#### WHAT THE TASK REQUIRES:
Go through the data below and return each line where the string "instead" occurs.
↓
Issue #457, opened 2019-01-25
implement get_robust_list, set_robust_list


wjhun:
This is needed to indicate which futexes should be unlocked upon thread exit.

wjhun:
Resolved in #1351

PR #1351, opened 2020-12-04
Add support for robust futex syscalls and handling

sanderssj:
This change implements the get_robust_list and set_robust_list syscalls
as well as adds support for handling locked mutices during thread exit
by marking the mutex and waking any waiters. The test program included
verifies basic robust mutex functionality. See #457 for more information.

### DIFF
--- a/src/unix/futex.c
+++ b/src/unix/futex.c
@@ -294,3 +294,94 @@ init_futices(process p)
         halt("failed to allocate futex table\n");
 
 }
+
+/* robust mutex handling */
+
+#define FUTEX_OWNER_DIED	0x40000000
+#define FUTEX_KEY_ADDR(x, o)    ((u32 *)((u8 *)(x) + (o)))
+
+typedef struct robust_list {
+    struct robust_list *next;
+} *robust_list;
+
+typedef struct robust_list_head {
+    robust_list list;
+    long futex_offset;
+    void *list_op_pending;
+} *robust_list_head;
+
+void wake_robust_list(process p, void *head)
+{
+    struct futex * f;
+    struct robust_list_head *h = head;
+    struct robust_list *l;
+    u32 *uaddr;
+
+    if (!h)
+        return;
+    /* XXX could keep a list of futexes and wake them at the end
+     * to let threads acquire multiple locks without blocking */
+    if (h->list_op_pending) {
+        uaddr = FUTEX_KEY_ADDR(h->list_op_pending, h->futex_offset);
+        if ((f = table_find(p->futices, uaddr))) {
+            *uaddr |= FUTEX_OWNER_DIED;
+            futex_wake_many(f, 1);
+        } else {
+            thread_log(current, "list_op_pending futex not found for key %p", uaddr);
+        }
+    }
+
+    for (l = h->list; (void *)l != (void *)h; l = l->next) {
+        uaddr = FUTEX_KEY_ADDR(l, h->futex_offset);
+        if ((f = table_find(p->futices, uaddr))) {
+            *uaddr |= FUTEX_OWNER_DIED;
+            futex_wake_many(f, 1);
+        } else {
+            rprintf("%s: list futex not found for key %p, aborting iteration\n",
+                __func__, uaddr);
+            break;
+        }
+    }
+}
+
+sysreturn get_robust_list(int pid, void *head, u64 *len)
+{
+    struct robust_list_head **hp = head;
+    if (!validate_user_memory(hp, sizeof *hp, true))
+        return set_syscall_error(current, EFAULT);
+    if (!validate_user_memory(len, sizeof *len, true))
+        return set_syscall_error(current, EFAULT);
+
+    thread_log(current, "get_robust_list syscall for pid %d\n", pid);
+
+    thread t = 0;
+    if (pid == 0)
+        t = current;
+    else {
+        process p = current->p;
+        thread tt;
+        vector_foreach(p->threads, tt) {
+            if (tt->tid == pid) {
+                t = tt;
+                break;
+            }
+        }
+    }
+    if (t == 0)
+        return set_syscall_error(current, ESRCH);
+    *hp = t->robust_list;
+    *len = sizeof **hp;
+    return set_syscall_return(current, 0);
+}
+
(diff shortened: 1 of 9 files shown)


src/unix/futex.c
```diff
@@ -294,3 +294,106 @@ init_futices(process p)
...
+        return;
+
+    /* XXX could keep a list of futexes and wake them at the end
+     * to let threads acquire multiple locks without blocking */
+    if (h->list_op_pending) {
+        uaddr = FUTEX_KEY_ADDR(h->list_op_pending, h->futex_offset);
+        if (valid_user_address(p, uaddr, sizeof *uaddr)) {
+            *uaddr |= FUTEX_OWNER_DIED;
+            if ((f = table_find(p->futices, uaddr)))
+                futex_wake_many(f, 1);
```
francescolavra, line 343: Shouldn't all waiters (instead of just one) be woken up? I think we should use INT_MAX (which is the value used by FUTEX_WAKE to indicate that all waiters should be woken up) instead of 1.
Also, we could use futex_wake_many_by_uaddr(), which does the table lookup.

src/unix/futex.c
```diff
@@ -294,3 +294,106 @@ init_futices(process p)
...
+
+    for (l = h->list; (void *)l != (void *)h; l = l->next) {
+        uaddr = FUTEX_KEY_ADDR(l, h->futex_offset);
+        if (!valid_user_address(p, l, sizeof *l))
+            break;
+        if (!valid_user_address(p, uaddr, sizeof *uaddr))
+            break;
+        *uaddr |= FUTEX_OWNER_DIED;
+        if ((f = table_find(p->futices, uaddr)))
+            futex_wake_many(f, 1);
```
francescolavra, line 355: Same here.

src/unix/futex.c
```diff
@@ -294,3 +294,106 @@ init_futices(process p)
...
+    }
+}
+
+sysreturn get_robust_list(int pid, void *head, u64 *len)
+{
+    struct robust_list_head **hp = head;
+    if (!validate_user_memory(hp, sizeof *hp, true))
+        return set_syscall_error(current, EFAULT);
```
francescolavra, line 363: I know that this is being done in other syscalls too, but it's a bit wasteful to call `set_syscall_error()` (or `set_syscall_return()`) in syscalls that return directly without blocking, because the return value is set in syscall_debug(), so I think in new code we should avoid this double setting and just return the value (with minus sign if it's an error).

src/unix/futex.c
sanderssj: I went with one since that's how it's described in Ingo Molnar's 2006 email about kernel behavior for robust lists, and that's also what pthread_mutex_unlock uses for the futex wake syscall. I think it makes sense to just wake the next in queue blocked on the lock. I might be missing something though...what situation are you thinking of where waking all would be beneficial?
Thanks for the tip about futex_wake_many_by_uaddr!

src/unix/futex.c
sanderssj: Good point, thanks!

src/unix/futex.c
francescolavra: I was under the assumption that a futex held by a dead thread wasn't usable anymore, which is of course not the case. Now I think you are right, it makes more sense to wake up just one blocked thread

src/unix/futex.c
```diff
@@ -294,3 +294,103 @@ init_futices(process p)
...
+    long futex_offset;
+    void *list_op_pending;
+} *robust_list_head;
+
+static boolean valid_user_address(process p, void *a, int len)
+{
+    u64 pg = u64_from_pointer(a) & ~PAGEMASK;
+    u64 end = (u64_from_pointer(a) + len) & ~PAGEMASK;
+
+    for (; pg <= end; pg += PAGESIZE) {
```
wjhun, line 318: I would suggest making this a more general function like "vmap_validate_range." Also, I think it would be much more efficient to use rangemap_range_find_gaps with a stack closure and a closed over a valid boolean - just set to false if a gap is found.

src/unix/futex.c
```diff
@@ -294,3 +294,103 @@ init_futices(process p)
...
+    *len = sizeof **hp;
+    return 0;
+}
+
+sysreturn set_robust_list(void *head, u64 len)
+{
+    thread_log(current, "set_robust_list syscall with head %p", head);
+    if (len != sizeof(struct robust_list_head))
+        return -EINVAL;
+    if (!validate_user_memory(head, len, true))
```
wjhun, line 391: Should validate_user_address be called for this range as well?

src/unix/futex.c
```diff
@@ -294,3 +294,103 @@ init_futices(process p)
...
+
+    thread_log(current, "get_robust_list syscall for pid %d\n", pid);
+
+    thread t = 0;
+    if (pid == 0)
+        t = current;
+    else {
+        process p = current->p;
+        thread tt;
+        vector_foreach(p->threads, tt) {
```
wjhun, line 372: Isn't p->threads indexed by tid (pid here)? I think this could just be vector_get(p->threads, pid).

src/unix/futex.c
```diff
@@ -294,3 +294,103 @@ init_futices(process p)
...
+}
+
+void wake_robust_list(process p, void *head)
+{
+    struct robust_list_head *h = head;
+    struct robust_list *l;
+    int *uaddr;
+
+    /* must be very careful accessing the head as well as the list */
+    if (!valid_user_address(p, h, sizeof *h))
```
wjhun, line 332: A stylistic nit, but elsewhere in the codebase we've been using parentheses with sizeof.

wjhun (approved):
Looks good ... just a few suggestions for optimization.

src/unix/futex.c
sanderssj: Refactored as you suggested and it looks a lot nicer!

src/unix/futex.c
sanderssj: I actually tried to roll this new validation into validate_user_address but it breaks some other runtime tests that use addresses that are not in the process vmaps ranges in syscalls, so I left it separate for now. I used the new validation here instead of validate_user_address.

wjhun (approved):
New changes look good!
↑
#### SOLUTION FOR THIS PROBLEM:
francescolavra, line 343: Shouldn't all waiters (instead of just one) be woken up? I think we should use INT_MAX (which is the value used by FUTEX_WAKE to indicate that all waiters should be woken up) instead of 1.
sanderssj: I actually tried to roll this new validation into validate_user_address but it breaks some other runtime tests that use addresses that are not in the process vmaps ranges in syscalls, so I left it separate for now. I used the new validation here instead of validate_user_address.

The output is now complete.